Problem:
All lines holding the string "reference" should be copied from the data below.

Exercise material:
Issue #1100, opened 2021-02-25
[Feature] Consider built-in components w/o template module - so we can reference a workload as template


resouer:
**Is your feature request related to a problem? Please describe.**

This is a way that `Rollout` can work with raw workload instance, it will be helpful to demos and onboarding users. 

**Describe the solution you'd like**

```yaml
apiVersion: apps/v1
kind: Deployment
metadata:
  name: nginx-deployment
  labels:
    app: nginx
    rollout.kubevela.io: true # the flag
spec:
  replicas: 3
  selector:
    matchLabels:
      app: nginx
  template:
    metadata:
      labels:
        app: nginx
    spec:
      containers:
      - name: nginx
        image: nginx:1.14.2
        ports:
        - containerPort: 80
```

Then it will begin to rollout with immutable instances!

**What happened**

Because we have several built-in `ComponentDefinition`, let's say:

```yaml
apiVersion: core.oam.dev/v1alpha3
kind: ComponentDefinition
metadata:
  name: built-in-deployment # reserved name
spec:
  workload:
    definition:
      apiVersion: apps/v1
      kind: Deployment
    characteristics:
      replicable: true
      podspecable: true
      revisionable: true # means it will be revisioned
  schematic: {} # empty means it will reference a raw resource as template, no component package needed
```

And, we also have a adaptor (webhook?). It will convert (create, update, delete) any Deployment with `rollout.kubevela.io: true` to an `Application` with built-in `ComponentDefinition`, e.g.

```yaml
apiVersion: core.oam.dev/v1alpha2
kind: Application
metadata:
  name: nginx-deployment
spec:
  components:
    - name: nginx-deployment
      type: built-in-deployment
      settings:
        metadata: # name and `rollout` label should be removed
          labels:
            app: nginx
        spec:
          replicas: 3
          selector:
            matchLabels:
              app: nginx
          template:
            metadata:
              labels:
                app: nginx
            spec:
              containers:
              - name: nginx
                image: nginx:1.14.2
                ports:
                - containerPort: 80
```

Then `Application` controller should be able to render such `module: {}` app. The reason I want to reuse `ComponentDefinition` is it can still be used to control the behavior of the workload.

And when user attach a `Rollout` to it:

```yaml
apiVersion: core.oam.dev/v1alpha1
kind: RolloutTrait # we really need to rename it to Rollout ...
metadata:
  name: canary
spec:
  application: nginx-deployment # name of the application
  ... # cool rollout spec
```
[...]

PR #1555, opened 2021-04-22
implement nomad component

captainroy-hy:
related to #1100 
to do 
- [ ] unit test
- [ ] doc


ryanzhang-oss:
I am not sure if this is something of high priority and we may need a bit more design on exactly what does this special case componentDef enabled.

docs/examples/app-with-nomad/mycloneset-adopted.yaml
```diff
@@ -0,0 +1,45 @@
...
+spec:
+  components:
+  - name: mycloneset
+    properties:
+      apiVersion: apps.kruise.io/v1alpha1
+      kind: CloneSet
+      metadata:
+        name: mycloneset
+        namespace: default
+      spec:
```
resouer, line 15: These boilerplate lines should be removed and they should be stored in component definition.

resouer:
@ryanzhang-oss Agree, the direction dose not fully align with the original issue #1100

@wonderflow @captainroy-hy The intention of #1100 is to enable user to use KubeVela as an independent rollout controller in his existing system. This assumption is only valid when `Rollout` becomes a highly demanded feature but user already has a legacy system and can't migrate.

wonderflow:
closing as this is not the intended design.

--

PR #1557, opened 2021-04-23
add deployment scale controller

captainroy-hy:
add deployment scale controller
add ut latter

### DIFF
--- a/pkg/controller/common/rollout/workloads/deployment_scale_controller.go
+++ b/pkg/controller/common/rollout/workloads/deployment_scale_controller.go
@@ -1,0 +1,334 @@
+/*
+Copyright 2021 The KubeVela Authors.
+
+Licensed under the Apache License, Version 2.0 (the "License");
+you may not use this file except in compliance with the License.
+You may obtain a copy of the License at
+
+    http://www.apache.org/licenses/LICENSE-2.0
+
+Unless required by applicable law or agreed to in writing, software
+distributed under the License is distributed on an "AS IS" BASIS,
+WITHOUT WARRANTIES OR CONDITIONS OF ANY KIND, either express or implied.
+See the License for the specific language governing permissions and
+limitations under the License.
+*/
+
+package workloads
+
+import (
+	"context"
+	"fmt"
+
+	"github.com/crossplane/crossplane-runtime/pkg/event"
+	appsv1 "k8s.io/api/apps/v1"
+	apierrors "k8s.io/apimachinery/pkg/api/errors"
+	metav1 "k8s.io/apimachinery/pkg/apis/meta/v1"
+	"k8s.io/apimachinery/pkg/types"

Response to this task:
[Feature] Consider built-in components w/o template module - so we can reference a workload as template
  schematic: {} # empty means it will reference a raw resource as template, no component package needed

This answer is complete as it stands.